▶ _GIVEN INFORMATION_:
══════
PR #832, opened 2021-06-05
remove additional blank line from immuclient output

### LINKED ISSUE #829: Remove additional blank line from immuclient output
**What happened**

Output generated from immuclient commands includes an additional blank line

e.g.
```
> ./immuclient set k0 v0
tx:		1 
key:		k0 
value:		v0 
hash:		6930a890518dad8804ffcee19d0c0759c4a31040612db8ea12beb7f7231047a0 

>
```

```
>./immuclient set k0 v0
tx:		1 
key:		k0 
value:		v0 
hash:		6930a890518dad8804ffcee19d0c0759c4a31040612db8ea12beb7f7231047a0
>
```

mangalaman93:
Fixes #829

### DIFF
--- a/cmd/immuclient/command/cmd.go
+++ b/cmd/immuclient/command/cmd.go
@@ -18,6 +18,7 @@ package immuclient
 
 import (
 	"fmt"
+	"io"
 	"os"
 	"strings"
 
@@ -75,4 +76,13 @@ func commandNames(cms []*cobra.Command) []string {
 		args = append(args, arg)
 	}
 	return args
+}
+
+// fprintln is equivalent to fmt.Fprintln but appends newline only if one doesn't exist.
+func fprintln(w io.Writer, msg string) {
+	if strings.HasSuffix(msg, "\n") {
+		_, _ = fmt.Fprint(w, msg)
+	} else {
+		_, _ = fmt.Fprintln(w, msg)
+	}
 }
--- a/cmd/immuclient/command/currentstatus.go
+++ b/cmd/immuclient/command/currentstatus.go
@@ -17,8 +17,6 @@ limitations under the License.
 package immuclient
 
 import (
-	"fmt"
-
 	"github.com/spf13/cobra"
 )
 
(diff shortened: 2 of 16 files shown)


cmd/immuclient/command/cmd.go
```diff
@@ -76,3 +77,14 @@ func commandNames(cms []*cobra.Command) []string {
 	}
 	return args
 }
+
+// fprintln is equivalent to fmt.Fprintln but appends new line only if one doesn't exist.
+func fprintln(w io.Writer, msg string) {
```
jeroiraz, line 82: what do you think about printing original input if it ends it a line break and use `fmt.Fprintln` with original input otherwise?

mangalaman93: yeah, I think I can figure out a better solution for double newline case. Let me look.

mangalaman93: I have made the returned value consistent everywhere with a newline now. This way, we don't have to do a check and figure out whether to append a newline. Please have a look.

cmd/immuclient/command/currentstatus.go
```diff
@@ -34,7 +34,7 @@ func (cl *commandline) currentState(cmd *cobra.Command) {
 			if err != nil {
 				cl.quit(err)
 			}
-			fmt.Fprintf(cmd.OutOrStdout(), resp+"\n")
```
jeroiraz, line 37: I think your initial approach of having a print function which adds a line break if not already included is good. But I'd do it as simple as possible i.e. adding if the last char is not a line break.
Note: with latest changes a unit testing is failing, probably because the error message differs from what's expected.

mangalaman93: Fixed the unit test. I was able to remove the `\n\n` branch but in the process I realized that if we have already done the work of putting right newline characters in place, we don't need to go through another step to check and append a newline character. I don't think it is a big deal in any case, though, I think we don't need to do it anymore. Let me know what you think.

jeroiraz (approved):

PR #837, opened 2021-06-14
Feat replication

jeroiraz:
This PR provides the infrastructure needed to replicate databases.

When a database is created (and after its creation) it can be set to be a replica and only apply changes using replicated commits.

`Maintenance mode (read-only + recovery)`:
    read-only + recovery operations over any database  (./immudb --maintenance)
    if authentication is disabled, possibility to restore systemdb and defaultdb (./immudb --maintenance --auth=false)

    Please note, when systemdb is being restored, no user created databases will be loaded

`Permission changes`:
    Possibility to assign read-only permissions to systemdb (so to be able to replicate)

    Note: replicate operation is only possible when systemdb and defaultdb are initiated in recovery mode.

*Note* User management operations will not be allowed in maintenance mode


pkg/database/sql.go
```diff
@@ -325,7 +369,14 @@ func (d *db) SQLQueryPrepared(stmt *sql.SelectStmt, namedParams []*schema.NamedP
 	cols := make([]*schema.Column, len(colDescriptors))
 
 	for i, c := range colDescriptors {
-		cols[i] = &schema.Column{Name: c.Selector, Type: c.Type}
+		des := &sql.ColDescriptor{
```
byo, line 372: Why it is now needed to rewrite those selectors?

pkg/auth/permissions.go
```diff
@@ -56,6 +56,8 @@ var methodsPermissions = map[string][]uint32{
 	"StreamHistory":          {PermissionSysAdmin, PermissionAdmin, PermissionRW, PermissionR},
 	"TxByID":                 {PermissionSysAdmin, PermissionAdmin, PermissionRW, PermissionR},
 	"TxScan":                 {PermissionSysAdmin, PermissionAdmin, PermissionRW, PermissionR},
+	"ExportTx":               {PermissionSysAdmin, PermissionAdmin, PermissionRW, PermissionR},
```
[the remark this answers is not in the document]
══════
▶ _WHAT YOU SHOULD DO_: Give the number of lines above in which the word "immudb" occurs, with nothing else.

▶ _SOLUTION TO THIS TASK_: 2